What? No buttsex even if it's between a man and a woman?


----------



## Verin Asper (Feb 13, 2010)

Aurali said:


> What? No buttsex even if it's between a man and a woman?


FA is subjected to them.

then again I see some sites I use to visit nearly get taken down due to someone there getting in trouble.


----------



## Dragoneer (Feb 13, 2010)

Foxstar said:


> So what's FA policy if your convicted of a crime and go to jail? Seeing that we have a pair about to join Alan Panda and Gemback in D block, granted not for the same crime if the judge tosses the book at them?


The FA policy is "We don't give a shit".

The only time we'll make an exception to that is when people have been convicted of murder, assault, or pedophilia, and generally only then because when we investigate it, we find that what they did on FA was also in violation of our own site policy (contacting minors, etc). People we may feel could be a direct threat to our community or our users.

I know the couple you're referring to, and I know what they did, and feel bad for them. It's not something we'd ban over. Or even ban them from FA: United as well. Would we be wary? Well, yeah, sure. You have reasonable suspicion at that point.

Any website or convention banning members solely for what they did outside of their rules and policies, or even sphere of influence, is... probably making one hell of a big mistake.

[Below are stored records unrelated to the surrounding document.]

PR #627, opened 2021-09-28
zookeeper use pkg/socket

georgeok:


ilyam8 (approved):

ilyam8:
@jrevillard it seems you have an old version of go. Also, we need to get rid of using my hashsctucure fork.

Do you have docker on your system?

PR #639, opened 2021-12-03
fetch mongodb replica set stats

### LINKED ISSUE #634: mongodb replica set stats not working
I'm running MongoDB 5.1.0 and I'm not seeing the go.d mongodb collector pulling replication stats in either the dashboard or when running `./go.d.plugin -d -m mongodb`

I've tested that I can run `db.serverStatus().repl` in the mongosh cli shell using the same mongodb user, which has the following permissions when I run `use admin` and `db.getUser('monitor')` in mongosh:
```
user: 'monitor',
db: 'admin',
roles: [
  { role: 'clusterMonitor', db: 'admin' },
  { role: 'read', db: 'local' },
  { role: 'read', db: 'admin' }
]
```

I'm using this config in `go.d/mongodb.conf`:
```
jobs:
  - name: local
    uri: 'mongodb://monitor:xxxxx@127.0.0.1:27017/?authSource=admin'
    timeout: 20
```

Based on release notes and research, this was implemented in #604 and should be included in the latest version.

I'm running:
`netdata v1.32.0-1-nightly`
`go.d.plugin, version: v0.31.0`

bompus:
fixes #634

### DIFF
--- a/modules/mongodb/connector.go
+++ b/modules/mongodb/connector.go
@@ -43,7 +43,7 @@ type mongoCollector struct {
 // `serverStatus` command.
 func (m *mongoCollector) serverStatus() (*serverStatus, error) {
 	var status *serverStatus
-	command := bson.D{{Key: "serverStatus", Value: 1}, {Key: "metrics", Value: 0}, {Key: "repl", Value: 0}}
+	command := bson.D{{Key: "serverStatus", Value: 1}, {Key: "metrics", Value: 0}, {Key: "repl", Value: 1}}
 	ctx, cancel := context.WithTimeout(context.Background(), time.Second*m.Timeout)
 	defer cancel()
 	err := m.Client.Database("admin").RunCommand(ctx, command).Decode(&status)


modules/mongodb/connector.go
```diff
@@ -43,7 +43,7 @@ type mongoCollector struct {
 // `serverStatus` command.
 func (m *mongoCollector) serverStatus() (*serverStatus, error) {
 	var status *serverStatus
-	command := bson.D{{Key: "serverStatus", Value: 1}, {Key: "metrics", Value: 0}, {Key: "repl", Value: 0}}
+	command := bson.D{{Key: "serverStatus", Value: 1}, {Key: "metrics", Value: 0}, {Key: "repl", Value: 1}}
```
ilyam8, line 46: @georgeok do you remember why we set it to 0? I remember we discussed something like if it is 1 it returns **much** more metrics? Or it was another request?

ilyam8:
@bompus big thanks for finding and fixing the problem 👍

ilyam8 (approved):

PR #644, opened 2022-02-02
WIP: initial draft SNMP collector for go.d.plugin

codeguru1:


modules/snmp/collect.go
```diff
@@ -0,0 +1,44 @@
+package snmp
+
+import (
+	"github.com/gosnmp/gosnmp"
+)
+
+func (s *SNMP) collect() (map[string]int64, error) {
+	collected := make(map[string]int64)
+	var all_oid []string
```
ilyam8, line 9: Let's use camelCase.

modules/snmp/collect.go
```diff
@@ -0,0 +1,44 @@
...
+	return collected, nil
+}
+
+func (s *SNMP) collectChart(collected map[string]int64, oid_s []string) error {
+	params := s.Config.SNMPClient
+	if len(oid_s) > s.Config.MaxOIDs {
+		if err := s.collectChart(collected, oid_s[s.Config.MaxOIDs:]); err != nil {
+			return err
+		}
+		oid_s = oid_s[:s.Config.MaxOIDs]
```
ilyam8, line 31: Please camelCase

modules/snmp/validators.go
```diff
@@ -0,0 +1,144 @@
...
+		err = appendError(err, fmt.Sprintf("invalid or missing value: charts[%d].dimension[%d].name;", index_chart, index))
+	}
+	if d.OID == "" {
+		err = appendError(err, fmt.Sprintf("missing value: charts[%d].dimension[%d].oid;", index_chart, index))
+	}
+	if d.Algorithm == "" ||
+		(d.Algorithm != string(module.Incremental) &&
+			d.Algorithm != string(module.PercentOfIncremental) &&
+			d.Algorithm != string(module.PercentOfAbsolute)) {
+		err = appendError(err, fmt.Sprintf("invalid or missing value: charts[%d].dimension[%d].algorithm;", index_chart, index))
```
ilyam8, line 39: An empty value is ok here (Netdata will use an internal default), it is better to have as many optional parameters as possible.

modules/snmp/validators.go
```diff
@@ -0,0 +1,144 @@
...
+	}
+	if d.Multiplier == 0 {
+		err = appendError(err, fmt.Sprintf("integer set to 0: charts[%d].dimension[%d].multiplier;", index_chart, index))
+	}
```
ilyam8, line 43: An empty/unset value is ok here (Netdata will use an internal default), it is better to have as less mandatory parameters as possible. 0 means no multiplier.

modules/snmp/validators.go
```diff
@@ -0,0 +1,144 @@
...
+	if d.Divisor == 0 {
+		err = appendError(err, fmt.Sprintf("integer set to 0: charts[%d].dimension[%d].divisor;", index_chart, index))
+	}
```
ilyam8, line 46: An empty/unset value is ok here (Netdata will use an internal default), it is better to have as less mandatory parameters as possible. 0 means no divisor.

modules/snmp/collect.go
codeguru1: ok

modules/snmp/collect.go
codeguru1: done

config/go.d/snmp.conf
```diff
@@ -0,0 +1,168 @@
...
+             { name: "out",
+                oid: "1.3.6.1.2.1.2.2.1.20.2",
+                algorithm: "incremental",
+                multiplier: -8,
+                divisor: 1024,
+              },
+            ]
+        }
+      - { title: "title 2",
+          priority: 2
```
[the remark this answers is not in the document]
codeguru1: sure

modules/snmp/collect.go
ilyam8: Thanks! If something is done feel free to "Resolve conversation" after pushing a commit(s)

modules/snmp/validators.go
codeguru1: I think this check should still be valid. We can initialize multiplier=1 for unset value at init(). But if user exclusively sets it to 0, then it should return error.

modules/snmp/validators.go
codeguru1: same as multiplier comment

modules/snmp/validators.go
codeguru1: The approach here is that, validator shall be strict. But any unset/default values must be handled at init() function.

ilyam8: Mmm, what I mean is an empty (missing value) "Algorithm" is not an error/problem. It is valid.

modules/snmp/validators.go
ilyam8: 0 is the zero value for `int`. Does it mean this check will always fail if not explicitly set?

codeguru1: I mean, if we need to set default, it should happen before validating. Validator is a way to verify even the default values set by us. So I can check if we can initialize default at some other places like init() function or introduce default struct tags.

ilyam8:
It is not really finished, not implemented features and issues will be addressed in subsequent PRs.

I won't deny I've made my own mistakes on that in the past, but 9/10 I will stand by my actions in those events, and other times I'll honestly re-review the decision and action and make the appropriate choice.


----------



## Wolf-Bone (Feb 13, 2010)

who the fuck is this thread about and if it's not important enough to name names in the first place why is OP just intentionally starting shit?

just saying what a fuckload of people are already thinking, as usual.


----------



## Ricky (Feb 13, 2010)

Wolf-Bone said:


> who the fuck is this thread about and if it's not important enough to name names in the first place why is OP just intentionally starting shit?
> 
> just saying what a fuckload of people are already thinking, as usual.



The answer is:  drama


----------



## Lobo Roo (Feb 13, 2010)

I just feel the urge to point out that during my (very short) stint in jail, I didn't once stop and think "Oh god! I could be banned from FA because of this!" 

...so, yeah, that question was pretty stupid. How, exactly, would FA moderators know that someone was incarcerated? Are we supposed to announce these things?


----------



## GraemeLion (Feb 13, 2010)

It seems pretty obvious to me:

Use FA to solicit children in sexual topics: BANNED.
Use FA to host your art, and get caught with two DVDS chock full of movies of little kids getting torture raped: BANNED.
Use FA and threaten users and go to jail: BANNED.
Use FA as a babyfur and meet up with a kid from FA/Pounced: BANNED.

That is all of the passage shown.